Significant presidential decisions

Ken Burns views the American Revolution as the most significant event in world history since the birth of Christ. The Revolution established a radical experiment in democracy. Strong headwinds plague 250 years of this radical experiment in self-governance.

The Industrial Revolution, with the rise of the modern petroleum industry, became a stress test for the viability of certain democracies. Mexico survived the stress test petroleum played in confronting its democracy. Iran did not.

The role the United States government played in Mexico and Iran's efforts to control their own natural resources is telling.

FDR and Mexico

A major consequence of the Mexican Revolution was a provision in the 1917 Mexican Constitution that asserted Mexican ownership of all "subsoil," including any natural resources discovered below the ground, which included oil.

Mexico became the world's second-largest producer of oil in the 1920s. Most of the oil produced in Mexico was exported to the world market with oil companies keeping most of their profits. The fact that the oil companies paid Mexican workers half of what they paid other workers in the same capacity led to the inevitable resentment that caused President Lazaro Cardenas, on March 18, 1938, to nationalize Mexican oil.

The U.S. oil industry was livid. So was Secretary of State Cordell Hull.

President Franklin D. Roosevelt, consulting with his cabinet, sided with his Treasury Secretary, Henry Morgenthau, in allowing Mexico to nationalize its oil.

Roosevelt and Morgenthau felt it best to keep warm relations with Mexico. After all, Roosevelt's Good Neighbor Policy was in effect. As a Good Neighbor, the United States did not oppose Mexico's expropriation of foreign oil.
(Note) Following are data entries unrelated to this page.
PR #274, opened 2021-04-29
Add new parameters to source connector 

dpcollins-google:
These control num pullers, max ack extension period and max duration per ack extension.


dpcollins-google:
continuous-integration/travis-ci/pr

kamalaboulhosn (approved):

PR #282, opened 2021-06-17
Add blocking flow controls to the PubSub Sink connector

jordanbull:
Allowing the flow controls to limit the max outstanding bytes and elements. During large traffic spikes, we have observed Connect playing messages into the PubSub producer client as fast as possible resulting in several GB of off heap usage causing OOM errors. Configuring the connector to block on maxOutstandingRequestBytes should prevent this and stop polling until space is available.

We've tested this both with  the default and with a specified low maxOutstandingRequestBytes in our loadtest environment and observed it working as expected.

I've set the default values to Long. MAX_VALUE to effectively preserve the existing behavior for anyone that may not want this change, but I'm open to setting these to a reasonable value if we have some consensus on what that is.

### DIFF
--- a/kafka-connector/README.md
+++ b/kafka-connector/README.md
@@ -124,6 +124,8 @@ Connector supports the following configs:
 | cps.endpoint | String | "pubsub.googleapis.com:443" | The [Cloud Pub/Sub endpoint](https://cloud.google.com/pubsub/docs/reference/service_apis_overview#service_endpoints) to use. |
 | maxBufferSize | Integer | 100 | The maximum number of messages that can be received for the messages on a topic partition before publishing them to Cloud Pub/Sub. |
 | maxBufferBytes | Long | 10000000 | The maximum number of bytes that can be received for the messages on a topic partition before publishing them to Cloud Pub/Sub. |
+| maxOutstandingRequestBytes | Long | Long.MAX_VALUE | The maximum number of outstanding bytes for incomplete and unsent messages before the publisher will block further publishing. |
+| maxOutstandingMessages | Long | Long.MAX_VALUE | The maximum number of incomplete and unsent messages before the publisher will block further publishing. |
 | maxDelayThresholdMs | Integer | 100 | The maximum amount of time to wait to reach maxBufferSize or maxBufferBytes before publishing outstanding messages to Cloud Pub/Sub. |
 | maxRequestTimeoutMs | Integer | 10000 | The timeout for individual publish requests to Cloud Pub/Sub. |
 | maxTotalTimeoutMs | Integer | 60000| The total timeout for a call to publish (including retries) to Cloud Pub/Sub. |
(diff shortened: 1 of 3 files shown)


jordanbull:
@googlebot I signed it!

jordanbull:
@googlebot I signed it!

kafka-connector/src/main/java/com/google/pubsub/kafka/sink/CloudPubSubSinkTask.java
```diff
@@ -392,6 +401,11 @@ private void createPublisher() {
                     .setDelayThreshold(Duration.ofMillis(maxDelayThresholdMs))
                     .setElementCountThreshold(maxBufferSize)
                     .setRequestByteThreshold(maxBufferBytes)
+                    .setFlowControlSettings(FlowControlSettings.newBuilder()
```
samarthsingal, line 404: Can we only populate these if the maxOutstandingRequestBytes and maxOutstanding{ElementCount,Messages} is less than the default otherwise we'll unnecessarily slow down publishing by acquiring/releasing flow controller locks https://github.com/googleapis/java-pubsub/blob/0bba01661c01ca540625f63a0d7e89d43e2dab34/google-cloud-pubsub/src/main/java/com/google/cloud/pubsub/v1/Publisher.java#L247-L257.

samarthsingal (changes requested):
Thanks for contributing this change! We were in the process of doing this ourselves.

kafka-connector/src/main/java/com/google/pubsub/kafka/sink/CloudPubSubSinkTask.java
jordanbull: Sure

jordanbull:
Made the requested changes and did a squash rebase

kafka-connector/README.md
```diff
@@ -124,6 +124,8 @@ Connector supports the following configs:
 | cps.endpoint | String | "pubsub.googleapis.com:443" | The [Cloud Pub/Sub endpoint](https://cloud.google.com/pubsub/docs/reference/service_apis_overview#service_endpoints) to use. |
 | maxBufferSize | Integer | 100 | The maximum number of messages that can be received for the messages on a topic partition before publishing them to Cloud Pub/Sub. |
 | maxBufferBytes | Long | 10000000 | The maximum number of bytes that can be received for the messages on a topic partition before publishing them to Cloud Pub/Sub. |
+| maxOutstandingRequestBytes | Long | Long.MAX_VALUE | The maximum number of outstanding bytes for incomplete and unsent messages before the publisher will block further publishing. |
```
samarthsingal, line 127: nit: s/incomplete/outstanding/g

kafka-connector/README.md
```diff
@@ -124,6 +124,8 @@ Connector supports the following configs:
...
+| maxOutstandingMessages | Long | Long.MAX_VALUE | The maximum number of incomplete and unsent messages before the publisher will block further publishing. |
```
samarthsingal, line 128: nit: s/incomplete/outstanding/g

samarthsingal (approved):
Looks great, thanks!

PR #283, opened 2021-06-17
Sink Connector should publish all outstanding messages on flush

jordanbull:
When flush is called with a non-full batch, the publisher client may wait up to maxDelayThresholdMs before publishing the remaining messages introducing unnecessary tail latency on every flush. This change will force those messages to be published at the start of the flush call.

### DIFF
--- a/kafka-connector/src/main/java/com/google/pubsub/kafka/sink/CloudPubSubSinkTask.java
+++ b/kafka-connector/src/main/java/com/google/pubsub/kafka/sink/CloudPubSubSinkTask.java
@@ -334,6 +334,8 @@ public class CloudPubSubSinkTask extends SinkTask {
 
   @Override
   public void flush(Map<TopicPartition, OffsetAndMetadata> partitionOffsets) {
+    // Publish the incomplete batch now instead of waiting for the maxDelayThresholdMs
+    publisher.publishAllOutstanding();
     log.debug("Flushing...");
     // Process results of all the outstanding futures specified by each TopicPartition.
     for (Map.Entry<TopicPartition, OffsetAndMetadata> partitionOffset :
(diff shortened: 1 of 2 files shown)


jordanbull:
@googlebot I signed it!

samarthsingal:
Can you elaborate why this is needed? As implemented the flush() call just processes the results of the publishing and the publisher does it own batching. flush() does not cause any publishing. With this, batching will be difficult to predict since it will at both flush time and when maxDelayThresholdMs elapses. If tail latency is a concern, have you tried just using a lower setting for maxDelayThresholdMs?

jordanbull:
Given Connect executes both the flush/commit and polls/puts in a synchronous loop, there will be no new messages arriving while waiting for flush to complete. Flush currently is awaiting completion of every message put in the producer anyways. Since there aren't any new messages coming, I figured we might as well send the batch immediately rather than wait for the time to elapse given the number of messages in that batch isn't going to change.

samarthsingal:
My understanding was that poll/flush cycle was async and the sink would keep polling and delivering more messages regardless of whether the previous put() call had committed. That is my reading from https://github.com/a0x8o/kafka/blob/93185ee0de2349c7b8413f48611f3ce1e10dc951/connect/runtime/src/main/java/org/apache/kafka/connect/runtime/WorkerSinkTask.java#L215-L232- in each iteration() call it first tries to commit and then poll for new messages. 

Is it documented that this is synchronous?

jordanbull:
> My understanding was that poll/flush cycle was async and the sink would keep polling and delivering more messages regardless of whether the previous put() call had committed. That is my reading from https://github.com/a0x8o/kafka/blob/93185ee0de2349c7b8413f48611f3ce1e10dc951/connect/runtime/src/main/java/org/apache/kafka/connect/runtime/WorkerSinkTask.java#L215-L232- in each iteration() call it first tries to commit and then poll for new messages.
> 
> Is it documented that this is synchronous?

Unfortunately, I'm unable to find documentation that explicitly states that (maybe worth contributing to the java docs in connect), but as I read it, both the WorkerSinkTask code and the flush method of the PubSubSinkTask already depend on this fact for correctness.

IE PubSubSinkTask.flush would have a race in awaiting the future results and clearing them at https://github.com/GoogleCloudPlatform/pubsub/blob/master/kafka-connector/src/main/java/com/google/pubsub/kafka/sink/CloudPubSubSinkTask.java#L369

Similarly in WorkerSinkTask polling adds offsets to the un-synchronized currentOffsets map and then the commit call clears that same map https://github.com/apache/kafka/blob/trunk/connect/runtime/src/main/java/org/apache/kafka/connect/runtime/WorkerSinkTask.java#L571

PR #294, opened 2021-07-29
fix: use ubuntu-2004-focal-v20210720 as GCE VM source image

### LINKED ISSUE #293: GCEComputeResourceController creates VM incompatible default Python version
The `GCEComputeResourceController` class creates a GCE VM whose default Python version is incompatible with the client source code.

This line https://github.com/GoogleCloudPlatform/pubsub/blob/6fbb5fbf561a7021a1564601948e371f3db4e4fe/load-test-framework/src/main/java/com/google/pubsub/flic/controllers/resource_controllers/GCEComputeResourceController.java#L37-L38 creates a GCE VM with Ubuntu 16.04 Xenial. The default Python 3 version is 3.5.2.

This client code https://github.com/GoogleCloudPlatform/pubsub/blob/6fbb5fbf561a7021a1564601948e371f3db4e4fe/load-test-framework/python_src/clients/cps_publisher_task.py#L35-L39 uses variable annotations which aren't supported until Python 3.6 \[1\].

Mexico kept its end of the bargain of being a good neighbor by paying a $29 million compensation to American oil firms. The United States avoided its penchant for invading Mexico.

Every March 18, Mexico celebrates Oil Expropriation Day.

Truman, Eisenhower, and Iran

The 60-year D'Arcy Concession had granted the British one-sided control over Iran's oil. Both houses of the Iranian Parliament took the opportunity to claim control of oil within its borders and, in March 1951, voted to nationalize all its oil — not unlike Mexico in 1938.

British Petroleum (BP) met with President Truman to seek help in overthrowing the government of Iran. Prime Minister Churchill wanted America's help in forestalling the dwindling power of the British Empire wherever he could, especially in Iran, which bordered an expansionist Soviet Union.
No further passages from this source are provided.